[Start of Attachment]

Issue #3189, opened 2020-12-02
Make xterm.js trusted types compliant


jrieken:
We are making VS Code trusted types compliant (see https://github.com/microsoft/vscode/issues/103699). This is to reduce potential XSS attacks and in essence about avoiding certain, dangerous DOM APIs, like assigning strings to innerHTML. 

Searching for `innerHTML` makes me positive about this because not too many results show up. Low hanging/simple "fixes" are using innerText/textContent over innerHTML, see https://github.com/microsoft/vscode/issues/106395#issue-697640147 for more details

PR #3190, opened 2020-12-02
Avoid innerHTML usages

jrieken:
This PR tackles most (all?) innerHTML usages inside xterm.js so that it can be used in a trusted types compliant context. Fixes  https://github.com/xtermjs/xterm.js/issues/3189 - also for more details.

### DIFF
--- a/src/browser/AccessibilityManager.ts
+++ b/src/browser/AccessibilityManager.ts
@@ -263,7 +263,7 @@ export class AccessibilityManager extends Disposable {
       const element = this._rowElements[i];
       if (element) {
         if (lineData.length === 0) {
-          element.innerText = '\u00a0;';
+          element.innerText = '\u00a0';
         } else {
           element.textContent = lineData;
         }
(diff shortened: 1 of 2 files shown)


src/browser/AccessibilityManager.ts
```diff
@@ -263,7 +263,7 @@ export class AccessibilityManager extends Disposable {
       const element = this._rowElements[i];
       if (element) {
         if (lineData.length === 0) {
-          element.innerHTML = '&nbsp;';
+          element.innerText = '\u00a0;';
```
jerch, line 266: Shouldn't this be just `'\u00a0'` without the `;` (as `&nbsp;` is the HTML enitity for that byte value)?

jerch (changes requested):
Thx for looking into this. :+1: 

Imho there is one little bug hidden in the changes (see below).

src/browser/AccessibilityManager.ts
jrieken: Yes - you are right. That was a copy&paste mistake

jrieken:
fixed the bad whitespace replacement

jerch (approved):
LGTM :+1:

[End of Attachment]

Work order:
Repeat only the stretch of lines that opens with the line containing "Thx for looking" and closes with the final line of the entries, both included, exactly as written.

Solution for this task:
Thx for looking into this. :+1: 

Imho there is one little bug hidden in the changes (see below).

src/browser/AccessibilityManager.ts
jrieken: Yes - you are right. That was a copy&paste mistake

jrieken:
fixed the bad whitespace replacement

jerch (approved):
LGTM :+1:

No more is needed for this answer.